## Problem details
Type again, exactly, the lines below from the start through the line that includes "seconds (slow simplifyColorData)".

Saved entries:

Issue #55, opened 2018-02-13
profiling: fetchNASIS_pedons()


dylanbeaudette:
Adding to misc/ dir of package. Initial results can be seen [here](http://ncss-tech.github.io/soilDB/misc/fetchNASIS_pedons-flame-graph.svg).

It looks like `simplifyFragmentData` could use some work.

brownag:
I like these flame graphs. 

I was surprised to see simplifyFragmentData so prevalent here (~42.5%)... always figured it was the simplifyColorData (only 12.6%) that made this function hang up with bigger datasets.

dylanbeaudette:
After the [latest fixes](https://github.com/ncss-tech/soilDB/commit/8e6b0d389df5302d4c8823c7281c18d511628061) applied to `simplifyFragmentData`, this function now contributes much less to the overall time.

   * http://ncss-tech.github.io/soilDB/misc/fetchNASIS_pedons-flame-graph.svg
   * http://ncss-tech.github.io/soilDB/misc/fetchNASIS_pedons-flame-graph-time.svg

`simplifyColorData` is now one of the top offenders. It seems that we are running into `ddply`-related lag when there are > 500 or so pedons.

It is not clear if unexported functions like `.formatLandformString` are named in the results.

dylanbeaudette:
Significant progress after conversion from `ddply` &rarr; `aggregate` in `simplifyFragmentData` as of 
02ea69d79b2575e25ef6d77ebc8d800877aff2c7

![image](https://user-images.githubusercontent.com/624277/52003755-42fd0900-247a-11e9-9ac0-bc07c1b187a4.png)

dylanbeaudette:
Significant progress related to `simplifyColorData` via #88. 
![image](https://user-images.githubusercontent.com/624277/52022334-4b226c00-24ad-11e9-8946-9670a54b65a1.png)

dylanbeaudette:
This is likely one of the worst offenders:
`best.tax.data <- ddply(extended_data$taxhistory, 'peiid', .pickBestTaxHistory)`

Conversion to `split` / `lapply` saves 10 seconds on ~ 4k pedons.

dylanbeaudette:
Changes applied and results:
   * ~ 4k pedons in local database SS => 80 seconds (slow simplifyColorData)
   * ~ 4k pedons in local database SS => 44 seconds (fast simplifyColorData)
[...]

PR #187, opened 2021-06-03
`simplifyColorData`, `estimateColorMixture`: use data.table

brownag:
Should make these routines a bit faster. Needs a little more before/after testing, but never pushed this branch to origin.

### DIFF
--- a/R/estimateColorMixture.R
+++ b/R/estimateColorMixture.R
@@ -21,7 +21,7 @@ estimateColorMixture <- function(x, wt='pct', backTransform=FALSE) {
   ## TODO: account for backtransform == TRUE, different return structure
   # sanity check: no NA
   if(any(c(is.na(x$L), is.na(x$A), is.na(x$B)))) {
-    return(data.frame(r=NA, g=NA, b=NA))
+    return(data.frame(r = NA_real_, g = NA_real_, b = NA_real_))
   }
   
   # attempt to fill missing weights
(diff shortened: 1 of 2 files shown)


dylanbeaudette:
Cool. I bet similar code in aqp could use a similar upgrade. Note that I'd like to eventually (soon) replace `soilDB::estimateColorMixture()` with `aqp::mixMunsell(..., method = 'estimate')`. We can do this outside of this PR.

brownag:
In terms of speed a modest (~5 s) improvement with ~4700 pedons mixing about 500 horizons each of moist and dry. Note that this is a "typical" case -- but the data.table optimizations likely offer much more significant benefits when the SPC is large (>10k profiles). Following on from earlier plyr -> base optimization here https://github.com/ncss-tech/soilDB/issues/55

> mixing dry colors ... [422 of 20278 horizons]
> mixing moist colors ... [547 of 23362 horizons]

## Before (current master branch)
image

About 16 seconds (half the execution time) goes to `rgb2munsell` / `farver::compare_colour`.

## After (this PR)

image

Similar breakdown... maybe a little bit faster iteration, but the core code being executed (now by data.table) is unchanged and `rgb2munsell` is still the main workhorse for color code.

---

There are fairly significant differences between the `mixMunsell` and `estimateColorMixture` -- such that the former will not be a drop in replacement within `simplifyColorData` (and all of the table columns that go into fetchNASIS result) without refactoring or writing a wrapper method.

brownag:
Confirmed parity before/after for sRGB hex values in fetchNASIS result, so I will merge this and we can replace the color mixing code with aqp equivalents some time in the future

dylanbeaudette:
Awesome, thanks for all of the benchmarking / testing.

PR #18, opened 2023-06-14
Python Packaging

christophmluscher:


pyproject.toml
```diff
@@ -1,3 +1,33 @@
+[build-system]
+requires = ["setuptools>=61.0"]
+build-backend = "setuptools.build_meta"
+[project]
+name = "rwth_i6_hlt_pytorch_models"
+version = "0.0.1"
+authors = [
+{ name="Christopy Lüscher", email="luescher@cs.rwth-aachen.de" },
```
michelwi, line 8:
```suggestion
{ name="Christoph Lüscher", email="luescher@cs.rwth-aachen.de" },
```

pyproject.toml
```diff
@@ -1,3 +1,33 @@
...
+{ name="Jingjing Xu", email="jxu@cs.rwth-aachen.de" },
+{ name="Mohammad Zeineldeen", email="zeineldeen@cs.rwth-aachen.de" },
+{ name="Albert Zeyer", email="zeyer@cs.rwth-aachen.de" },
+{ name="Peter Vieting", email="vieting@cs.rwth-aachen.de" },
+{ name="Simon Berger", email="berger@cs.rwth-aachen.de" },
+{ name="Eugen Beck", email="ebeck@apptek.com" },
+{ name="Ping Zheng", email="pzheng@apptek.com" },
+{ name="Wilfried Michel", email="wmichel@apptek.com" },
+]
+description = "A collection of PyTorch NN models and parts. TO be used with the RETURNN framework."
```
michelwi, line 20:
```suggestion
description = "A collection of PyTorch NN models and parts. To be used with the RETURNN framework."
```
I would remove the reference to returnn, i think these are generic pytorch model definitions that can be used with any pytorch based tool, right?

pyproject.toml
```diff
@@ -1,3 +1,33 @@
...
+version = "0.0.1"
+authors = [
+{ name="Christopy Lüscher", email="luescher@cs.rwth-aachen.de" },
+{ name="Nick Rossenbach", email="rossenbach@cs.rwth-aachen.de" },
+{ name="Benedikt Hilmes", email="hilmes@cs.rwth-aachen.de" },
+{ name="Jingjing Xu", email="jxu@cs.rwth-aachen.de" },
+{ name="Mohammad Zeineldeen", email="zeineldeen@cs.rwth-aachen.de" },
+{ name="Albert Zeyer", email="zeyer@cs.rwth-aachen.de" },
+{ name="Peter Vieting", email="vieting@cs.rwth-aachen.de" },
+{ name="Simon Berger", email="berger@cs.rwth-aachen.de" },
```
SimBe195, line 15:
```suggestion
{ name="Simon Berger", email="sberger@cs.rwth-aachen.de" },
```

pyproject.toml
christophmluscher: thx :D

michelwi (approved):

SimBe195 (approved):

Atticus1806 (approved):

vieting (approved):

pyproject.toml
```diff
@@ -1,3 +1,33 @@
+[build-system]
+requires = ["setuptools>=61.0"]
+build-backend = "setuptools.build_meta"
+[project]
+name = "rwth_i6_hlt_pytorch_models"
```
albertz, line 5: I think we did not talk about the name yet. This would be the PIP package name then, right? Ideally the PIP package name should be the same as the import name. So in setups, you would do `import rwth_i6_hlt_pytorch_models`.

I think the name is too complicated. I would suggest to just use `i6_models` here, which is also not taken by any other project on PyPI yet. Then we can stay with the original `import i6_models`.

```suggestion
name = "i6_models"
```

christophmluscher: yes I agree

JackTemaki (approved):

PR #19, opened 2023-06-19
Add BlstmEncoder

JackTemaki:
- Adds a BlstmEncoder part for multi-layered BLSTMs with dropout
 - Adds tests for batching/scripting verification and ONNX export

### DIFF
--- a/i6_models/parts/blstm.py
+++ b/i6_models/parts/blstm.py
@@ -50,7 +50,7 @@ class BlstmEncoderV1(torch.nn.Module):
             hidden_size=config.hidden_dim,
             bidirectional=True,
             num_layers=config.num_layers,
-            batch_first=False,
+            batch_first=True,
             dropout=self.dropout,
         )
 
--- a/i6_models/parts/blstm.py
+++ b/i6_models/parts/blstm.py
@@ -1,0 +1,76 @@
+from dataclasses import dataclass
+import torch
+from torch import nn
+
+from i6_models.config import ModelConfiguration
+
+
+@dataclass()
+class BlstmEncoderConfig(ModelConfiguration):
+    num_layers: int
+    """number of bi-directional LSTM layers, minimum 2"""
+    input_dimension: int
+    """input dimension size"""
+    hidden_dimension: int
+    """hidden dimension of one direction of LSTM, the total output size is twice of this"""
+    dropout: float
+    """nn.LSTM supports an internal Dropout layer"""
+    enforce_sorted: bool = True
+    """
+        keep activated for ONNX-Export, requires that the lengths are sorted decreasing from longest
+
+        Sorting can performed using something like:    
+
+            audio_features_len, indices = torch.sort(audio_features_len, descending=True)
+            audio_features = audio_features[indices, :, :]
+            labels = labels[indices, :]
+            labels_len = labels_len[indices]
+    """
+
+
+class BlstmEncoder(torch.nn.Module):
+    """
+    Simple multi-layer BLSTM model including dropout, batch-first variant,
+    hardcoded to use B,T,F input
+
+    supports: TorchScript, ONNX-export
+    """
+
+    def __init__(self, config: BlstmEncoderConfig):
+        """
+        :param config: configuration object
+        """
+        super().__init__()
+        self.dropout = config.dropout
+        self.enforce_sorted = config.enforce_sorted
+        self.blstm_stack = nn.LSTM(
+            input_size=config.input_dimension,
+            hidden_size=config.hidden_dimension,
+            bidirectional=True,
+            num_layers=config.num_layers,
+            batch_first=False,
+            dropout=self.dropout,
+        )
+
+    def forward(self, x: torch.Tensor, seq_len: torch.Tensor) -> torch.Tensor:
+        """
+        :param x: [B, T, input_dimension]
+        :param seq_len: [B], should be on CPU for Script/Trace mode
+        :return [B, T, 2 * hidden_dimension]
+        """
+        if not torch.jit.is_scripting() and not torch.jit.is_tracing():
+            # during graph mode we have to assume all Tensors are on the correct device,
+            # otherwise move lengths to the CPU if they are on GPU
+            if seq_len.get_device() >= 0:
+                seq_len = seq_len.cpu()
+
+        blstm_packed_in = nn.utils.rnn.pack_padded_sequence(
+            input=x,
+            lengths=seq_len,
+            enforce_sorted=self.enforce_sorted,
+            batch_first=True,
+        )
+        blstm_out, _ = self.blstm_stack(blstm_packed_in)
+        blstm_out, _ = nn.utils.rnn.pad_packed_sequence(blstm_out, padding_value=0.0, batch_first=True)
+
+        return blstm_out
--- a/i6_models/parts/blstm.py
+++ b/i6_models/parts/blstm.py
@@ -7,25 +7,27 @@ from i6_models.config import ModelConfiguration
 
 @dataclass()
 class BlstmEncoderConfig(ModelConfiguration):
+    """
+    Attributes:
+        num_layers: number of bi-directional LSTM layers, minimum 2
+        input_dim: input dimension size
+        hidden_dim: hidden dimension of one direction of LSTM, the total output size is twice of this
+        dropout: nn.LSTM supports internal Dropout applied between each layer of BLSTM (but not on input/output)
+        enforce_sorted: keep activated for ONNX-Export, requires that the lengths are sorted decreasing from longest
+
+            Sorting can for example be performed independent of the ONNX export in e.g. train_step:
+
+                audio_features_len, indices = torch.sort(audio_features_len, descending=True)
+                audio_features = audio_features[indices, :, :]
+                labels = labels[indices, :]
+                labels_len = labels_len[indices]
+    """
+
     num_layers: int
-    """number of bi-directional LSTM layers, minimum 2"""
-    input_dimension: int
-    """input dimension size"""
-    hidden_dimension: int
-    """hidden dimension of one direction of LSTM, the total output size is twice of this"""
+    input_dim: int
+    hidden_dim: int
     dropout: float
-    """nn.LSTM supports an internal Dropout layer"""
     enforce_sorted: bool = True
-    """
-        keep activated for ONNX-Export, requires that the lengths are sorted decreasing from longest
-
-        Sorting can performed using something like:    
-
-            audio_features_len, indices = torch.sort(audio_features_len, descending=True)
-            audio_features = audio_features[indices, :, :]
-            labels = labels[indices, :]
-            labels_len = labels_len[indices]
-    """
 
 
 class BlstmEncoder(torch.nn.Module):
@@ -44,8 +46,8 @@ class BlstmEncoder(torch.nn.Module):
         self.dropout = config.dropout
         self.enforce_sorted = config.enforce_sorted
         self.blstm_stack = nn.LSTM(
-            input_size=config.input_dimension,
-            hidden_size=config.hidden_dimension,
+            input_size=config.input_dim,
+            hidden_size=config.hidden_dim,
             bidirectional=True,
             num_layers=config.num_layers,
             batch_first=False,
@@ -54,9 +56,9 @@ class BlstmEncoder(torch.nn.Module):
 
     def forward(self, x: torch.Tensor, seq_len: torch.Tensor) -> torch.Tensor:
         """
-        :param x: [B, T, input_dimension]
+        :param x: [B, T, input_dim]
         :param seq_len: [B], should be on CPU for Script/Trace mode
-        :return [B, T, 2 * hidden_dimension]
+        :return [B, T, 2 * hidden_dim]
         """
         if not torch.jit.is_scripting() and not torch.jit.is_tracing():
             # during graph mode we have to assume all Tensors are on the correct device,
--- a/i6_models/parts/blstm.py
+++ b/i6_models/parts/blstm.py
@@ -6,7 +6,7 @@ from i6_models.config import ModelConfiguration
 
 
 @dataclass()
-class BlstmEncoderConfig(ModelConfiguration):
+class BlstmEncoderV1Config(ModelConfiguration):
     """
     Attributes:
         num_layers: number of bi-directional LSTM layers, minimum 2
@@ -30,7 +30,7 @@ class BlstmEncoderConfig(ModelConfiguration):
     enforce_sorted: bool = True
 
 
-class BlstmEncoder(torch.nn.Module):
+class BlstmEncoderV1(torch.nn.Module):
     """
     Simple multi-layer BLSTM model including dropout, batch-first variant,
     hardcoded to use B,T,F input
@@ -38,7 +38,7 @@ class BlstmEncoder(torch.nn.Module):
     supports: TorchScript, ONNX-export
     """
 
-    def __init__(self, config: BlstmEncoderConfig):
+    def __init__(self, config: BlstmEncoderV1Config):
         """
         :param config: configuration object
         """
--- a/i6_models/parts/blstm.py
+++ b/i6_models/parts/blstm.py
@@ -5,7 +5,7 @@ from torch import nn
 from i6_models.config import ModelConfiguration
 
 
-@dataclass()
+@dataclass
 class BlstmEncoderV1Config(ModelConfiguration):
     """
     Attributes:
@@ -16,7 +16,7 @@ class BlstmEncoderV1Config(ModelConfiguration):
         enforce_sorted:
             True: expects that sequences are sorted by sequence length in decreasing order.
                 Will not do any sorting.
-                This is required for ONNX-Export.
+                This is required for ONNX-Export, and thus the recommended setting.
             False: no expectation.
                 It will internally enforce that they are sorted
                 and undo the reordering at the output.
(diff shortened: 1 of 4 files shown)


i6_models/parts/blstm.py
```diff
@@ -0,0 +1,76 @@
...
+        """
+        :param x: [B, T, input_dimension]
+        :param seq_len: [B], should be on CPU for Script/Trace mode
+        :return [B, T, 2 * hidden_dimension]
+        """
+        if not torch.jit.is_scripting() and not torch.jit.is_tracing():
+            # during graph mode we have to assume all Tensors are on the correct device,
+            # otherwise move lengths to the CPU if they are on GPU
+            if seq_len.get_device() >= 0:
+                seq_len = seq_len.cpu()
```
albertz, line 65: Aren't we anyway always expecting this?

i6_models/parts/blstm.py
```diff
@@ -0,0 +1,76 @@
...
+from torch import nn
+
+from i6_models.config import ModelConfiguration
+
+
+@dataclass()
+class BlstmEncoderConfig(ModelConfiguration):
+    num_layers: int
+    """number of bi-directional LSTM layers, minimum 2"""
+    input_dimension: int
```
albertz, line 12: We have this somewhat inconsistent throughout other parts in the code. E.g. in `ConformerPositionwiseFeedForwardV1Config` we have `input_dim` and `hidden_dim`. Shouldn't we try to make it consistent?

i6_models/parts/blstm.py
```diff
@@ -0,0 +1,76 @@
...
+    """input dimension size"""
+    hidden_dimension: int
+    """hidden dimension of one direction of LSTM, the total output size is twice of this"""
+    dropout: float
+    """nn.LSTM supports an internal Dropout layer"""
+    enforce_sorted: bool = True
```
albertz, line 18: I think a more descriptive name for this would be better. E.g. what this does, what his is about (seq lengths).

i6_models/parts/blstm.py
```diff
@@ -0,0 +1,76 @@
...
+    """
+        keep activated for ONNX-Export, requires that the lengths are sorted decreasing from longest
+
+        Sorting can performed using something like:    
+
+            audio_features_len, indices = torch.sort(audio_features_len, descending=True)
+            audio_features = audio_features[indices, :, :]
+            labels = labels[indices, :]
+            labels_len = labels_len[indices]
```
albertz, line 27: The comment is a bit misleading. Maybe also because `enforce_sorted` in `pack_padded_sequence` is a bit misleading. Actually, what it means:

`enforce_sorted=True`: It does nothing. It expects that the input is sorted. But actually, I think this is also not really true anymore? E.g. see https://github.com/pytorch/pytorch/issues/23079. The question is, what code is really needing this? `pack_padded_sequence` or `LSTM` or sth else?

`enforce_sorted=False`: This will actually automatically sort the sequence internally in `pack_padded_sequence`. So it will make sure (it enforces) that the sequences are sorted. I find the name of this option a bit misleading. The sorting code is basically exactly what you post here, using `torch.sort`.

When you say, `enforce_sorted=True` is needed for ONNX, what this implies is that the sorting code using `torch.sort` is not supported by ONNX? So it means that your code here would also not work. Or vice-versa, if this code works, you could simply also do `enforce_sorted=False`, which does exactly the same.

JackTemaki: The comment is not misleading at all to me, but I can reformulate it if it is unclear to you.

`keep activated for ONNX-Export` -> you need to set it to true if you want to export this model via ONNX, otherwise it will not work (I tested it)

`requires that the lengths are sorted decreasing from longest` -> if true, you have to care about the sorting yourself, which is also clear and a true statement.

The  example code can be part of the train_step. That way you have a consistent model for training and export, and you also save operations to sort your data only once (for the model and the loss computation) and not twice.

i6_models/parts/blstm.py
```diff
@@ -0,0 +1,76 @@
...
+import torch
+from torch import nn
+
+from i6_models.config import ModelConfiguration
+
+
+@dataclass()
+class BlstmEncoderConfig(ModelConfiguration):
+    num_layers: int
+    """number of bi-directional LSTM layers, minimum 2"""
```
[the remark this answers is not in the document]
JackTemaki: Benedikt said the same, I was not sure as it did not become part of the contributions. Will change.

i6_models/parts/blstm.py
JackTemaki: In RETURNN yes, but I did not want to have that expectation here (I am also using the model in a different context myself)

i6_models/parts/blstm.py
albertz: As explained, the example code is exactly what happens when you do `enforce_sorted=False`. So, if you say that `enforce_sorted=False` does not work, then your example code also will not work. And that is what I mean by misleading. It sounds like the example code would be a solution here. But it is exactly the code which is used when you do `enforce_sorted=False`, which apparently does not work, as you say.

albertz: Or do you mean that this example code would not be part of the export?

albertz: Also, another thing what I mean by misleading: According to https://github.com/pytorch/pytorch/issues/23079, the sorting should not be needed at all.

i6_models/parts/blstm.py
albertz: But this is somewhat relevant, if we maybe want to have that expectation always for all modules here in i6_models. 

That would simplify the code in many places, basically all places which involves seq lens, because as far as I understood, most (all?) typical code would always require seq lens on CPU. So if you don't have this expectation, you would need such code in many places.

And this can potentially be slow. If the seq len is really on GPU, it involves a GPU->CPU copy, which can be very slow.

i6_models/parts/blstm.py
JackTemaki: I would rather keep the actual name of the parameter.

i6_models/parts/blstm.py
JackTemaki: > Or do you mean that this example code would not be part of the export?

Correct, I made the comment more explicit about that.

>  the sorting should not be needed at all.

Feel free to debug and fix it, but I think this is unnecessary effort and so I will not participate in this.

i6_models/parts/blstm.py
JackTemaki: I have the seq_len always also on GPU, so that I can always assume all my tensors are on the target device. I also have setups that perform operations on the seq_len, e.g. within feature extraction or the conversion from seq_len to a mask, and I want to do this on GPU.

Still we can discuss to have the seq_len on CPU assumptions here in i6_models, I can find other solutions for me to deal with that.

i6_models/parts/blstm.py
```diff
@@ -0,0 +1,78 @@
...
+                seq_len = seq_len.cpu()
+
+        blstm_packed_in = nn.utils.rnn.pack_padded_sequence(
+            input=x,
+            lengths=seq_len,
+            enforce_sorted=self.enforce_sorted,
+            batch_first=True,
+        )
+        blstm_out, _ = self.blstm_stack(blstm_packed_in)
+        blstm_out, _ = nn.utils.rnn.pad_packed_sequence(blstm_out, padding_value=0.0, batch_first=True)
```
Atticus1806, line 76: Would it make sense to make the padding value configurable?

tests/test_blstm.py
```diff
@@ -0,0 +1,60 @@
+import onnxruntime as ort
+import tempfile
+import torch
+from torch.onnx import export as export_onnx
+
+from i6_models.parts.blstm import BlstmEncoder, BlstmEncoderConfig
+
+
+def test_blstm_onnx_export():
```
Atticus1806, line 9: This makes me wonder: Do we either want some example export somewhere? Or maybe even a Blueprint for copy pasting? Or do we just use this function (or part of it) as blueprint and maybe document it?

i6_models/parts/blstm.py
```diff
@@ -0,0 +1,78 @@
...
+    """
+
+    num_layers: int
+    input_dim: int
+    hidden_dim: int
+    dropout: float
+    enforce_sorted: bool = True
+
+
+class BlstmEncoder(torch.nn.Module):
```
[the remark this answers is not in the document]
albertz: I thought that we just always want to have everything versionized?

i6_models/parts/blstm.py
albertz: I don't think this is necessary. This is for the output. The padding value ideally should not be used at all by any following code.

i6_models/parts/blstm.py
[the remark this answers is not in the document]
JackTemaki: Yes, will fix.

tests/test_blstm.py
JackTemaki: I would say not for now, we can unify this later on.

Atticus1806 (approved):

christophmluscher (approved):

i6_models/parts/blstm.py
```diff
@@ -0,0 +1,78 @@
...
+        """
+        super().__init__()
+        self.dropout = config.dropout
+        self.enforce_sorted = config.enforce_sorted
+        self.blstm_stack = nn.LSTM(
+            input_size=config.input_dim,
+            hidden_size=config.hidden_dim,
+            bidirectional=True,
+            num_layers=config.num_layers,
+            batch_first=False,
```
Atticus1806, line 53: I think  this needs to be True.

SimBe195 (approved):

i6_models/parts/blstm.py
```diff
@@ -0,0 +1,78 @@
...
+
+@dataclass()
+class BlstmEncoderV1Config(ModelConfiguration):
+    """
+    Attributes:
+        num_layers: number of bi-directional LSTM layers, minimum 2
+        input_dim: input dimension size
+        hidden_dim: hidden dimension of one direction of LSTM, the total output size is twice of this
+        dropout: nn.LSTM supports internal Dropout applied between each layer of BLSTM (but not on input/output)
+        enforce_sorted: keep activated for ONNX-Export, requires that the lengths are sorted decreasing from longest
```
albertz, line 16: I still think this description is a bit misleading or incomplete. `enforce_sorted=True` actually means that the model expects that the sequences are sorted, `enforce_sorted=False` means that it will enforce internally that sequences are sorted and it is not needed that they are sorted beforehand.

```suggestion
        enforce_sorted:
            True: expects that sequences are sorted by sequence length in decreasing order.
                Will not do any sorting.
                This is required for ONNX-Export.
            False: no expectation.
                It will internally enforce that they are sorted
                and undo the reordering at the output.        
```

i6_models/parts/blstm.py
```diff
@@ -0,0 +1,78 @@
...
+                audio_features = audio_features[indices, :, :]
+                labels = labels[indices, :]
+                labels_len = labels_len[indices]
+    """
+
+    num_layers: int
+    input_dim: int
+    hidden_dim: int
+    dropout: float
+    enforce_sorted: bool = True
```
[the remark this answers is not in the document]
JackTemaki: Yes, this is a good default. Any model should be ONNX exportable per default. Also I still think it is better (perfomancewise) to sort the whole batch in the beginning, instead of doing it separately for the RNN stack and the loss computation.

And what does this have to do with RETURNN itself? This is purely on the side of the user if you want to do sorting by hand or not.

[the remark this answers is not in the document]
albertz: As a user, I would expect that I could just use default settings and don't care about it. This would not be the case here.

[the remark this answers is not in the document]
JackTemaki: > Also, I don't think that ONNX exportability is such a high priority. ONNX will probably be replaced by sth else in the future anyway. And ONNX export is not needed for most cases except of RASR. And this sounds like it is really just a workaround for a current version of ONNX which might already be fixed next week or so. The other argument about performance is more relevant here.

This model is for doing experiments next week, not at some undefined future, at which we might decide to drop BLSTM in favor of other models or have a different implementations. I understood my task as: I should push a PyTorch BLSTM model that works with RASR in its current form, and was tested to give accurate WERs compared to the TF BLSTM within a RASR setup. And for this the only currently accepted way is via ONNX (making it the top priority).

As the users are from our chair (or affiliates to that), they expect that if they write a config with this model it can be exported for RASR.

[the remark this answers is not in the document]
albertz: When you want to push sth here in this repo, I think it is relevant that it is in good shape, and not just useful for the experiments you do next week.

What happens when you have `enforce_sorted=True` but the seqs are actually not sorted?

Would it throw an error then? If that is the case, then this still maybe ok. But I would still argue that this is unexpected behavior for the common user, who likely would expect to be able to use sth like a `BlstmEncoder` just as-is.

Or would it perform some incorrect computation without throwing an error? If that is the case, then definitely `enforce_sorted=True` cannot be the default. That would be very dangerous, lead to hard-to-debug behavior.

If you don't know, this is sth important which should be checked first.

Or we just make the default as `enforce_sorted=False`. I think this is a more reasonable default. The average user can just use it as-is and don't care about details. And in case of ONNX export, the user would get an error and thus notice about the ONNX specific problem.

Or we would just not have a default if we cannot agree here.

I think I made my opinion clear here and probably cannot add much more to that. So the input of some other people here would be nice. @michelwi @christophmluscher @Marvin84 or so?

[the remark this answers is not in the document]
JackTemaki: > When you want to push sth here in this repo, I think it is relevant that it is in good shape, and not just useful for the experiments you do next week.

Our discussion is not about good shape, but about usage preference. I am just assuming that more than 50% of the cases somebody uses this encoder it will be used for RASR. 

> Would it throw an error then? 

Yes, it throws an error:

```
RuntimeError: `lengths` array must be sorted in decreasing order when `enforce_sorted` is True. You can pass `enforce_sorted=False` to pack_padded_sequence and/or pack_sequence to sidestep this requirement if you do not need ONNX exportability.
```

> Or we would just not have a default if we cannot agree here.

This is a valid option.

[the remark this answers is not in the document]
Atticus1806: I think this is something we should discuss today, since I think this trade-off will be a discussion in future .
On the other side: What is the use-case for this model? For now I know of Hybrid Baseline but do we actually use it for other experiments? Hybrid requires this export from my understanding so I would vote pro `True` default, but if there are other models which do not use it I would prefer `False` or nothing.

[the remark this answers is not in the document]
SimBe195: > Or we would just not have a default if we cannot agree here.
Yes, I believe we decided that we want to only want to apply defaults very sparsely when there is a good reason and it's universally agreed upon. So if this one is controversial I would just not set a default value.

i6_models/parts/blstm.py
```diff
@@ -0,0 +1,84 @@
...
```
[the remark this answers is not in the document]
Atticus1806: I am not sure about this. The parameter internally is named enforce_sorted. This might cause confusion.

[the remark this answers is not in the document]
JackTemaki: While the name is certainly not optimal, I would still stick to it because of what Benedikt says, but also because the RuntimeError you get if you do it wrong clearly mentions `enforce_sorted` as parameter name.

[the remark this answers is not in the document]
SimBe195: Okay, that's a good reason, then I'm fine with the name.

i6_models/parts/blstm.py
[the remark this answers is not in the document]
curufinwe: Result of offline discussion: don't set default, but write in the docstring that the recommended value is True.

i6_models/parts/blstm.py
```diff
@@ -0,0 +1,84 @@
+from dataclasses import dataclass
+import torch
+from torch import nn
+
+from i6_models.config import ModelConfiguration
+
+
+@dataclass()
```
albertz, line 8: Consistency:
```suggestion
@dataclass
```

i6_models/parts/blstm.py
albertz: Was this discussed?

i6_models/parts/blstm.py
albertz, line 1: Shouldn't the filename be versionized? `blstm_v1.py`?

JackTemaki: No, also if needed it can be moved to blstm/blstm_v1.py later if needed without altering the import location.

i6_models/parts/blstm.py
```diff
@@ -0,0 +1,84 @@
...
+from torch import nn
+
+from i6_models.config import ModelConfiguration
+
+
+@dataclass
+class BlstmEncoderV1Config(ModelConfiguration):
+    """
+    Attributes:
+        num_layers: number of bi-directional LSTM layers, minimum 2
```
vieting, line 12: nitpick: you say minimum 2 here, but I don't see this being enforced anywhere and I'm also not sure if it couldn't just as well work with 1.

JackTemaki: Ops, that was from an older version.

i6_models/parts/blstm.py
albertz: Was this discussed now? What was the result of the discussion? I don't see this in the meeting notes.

## Written answer
Issue #55, opened 2018-02-13
profiling: fetchNASIS_pedons()


dylanbeaudette:
Adding to misc/ dir of package. Initial results can be seen [here](http://ncss-tech.github.io/soilDB/misc/fetchNASIS_pedons-flame-graph.svg).

It looks like `simplifyFragmentData` could use some work.

brownag:
I like these flame graphs. 

I was surprised to see simplifyFragmentData so prevalent here (~42.5%)... always figured it was the simplifyColorData (only 12.6%) that made this function hang up with bigger datasets.

dylanbeaudette:
After the [latest fixes](https://github.com/ncss-tech/soilDB/commit/8e6b0d389df5302d4c8823c7281c18d511628061) applied to `simplifyFragmentData`, this function now contributes much less to the overall time.

   * http://ncss-tech.github.io/soilDB/misc/fetchNASIS_pedons-flame-graph.svg
   * http://ncss-tech.github.io/soilDB/misc/fetchNASIS_pedons-flame-graph-time.svg

`simplifyColorData` is now one of the top offenders. It seems that we are running into `ddply`-related lag when there are > 500 or so pedons.

It is not clear if unexported functions like `.formatLandformString` are named in the results.

dylanbeaudette:
Significant progress after conversion from `ddply` &rarr; `aggregate` in `simplifyFragmentData` as of 
02ea69d79b2575e25ef6d77ebc8d800877aff2c7

![image](https://user-images.githubusercontent.com/624277/52003755-42fd0900-247a-11e9-9ac0-bc07c1b187a4.png)

dylanbeaudette:
Significant progress related to `simplifyColorData` via #88. 
![image](https://user-images.githubusercontent.com/624277/52022334-4b226c00-24ad-11e9-8946-9670a54b65a1.png)

dylanbeaudette:
This is likely one of the worst offenders:
`best.tax.data <- ddply(extended_data$taxhistory, 'peiid', .pickBestTaxHistory)`

Conversion to `split` / `lapply` saves 10 seconds on ~ 4k pedons.

dylanbeaudette:
Changes applied and results:
   * ~ 4k pedons in local database SS => 80 seconds (slow simplifyColorData)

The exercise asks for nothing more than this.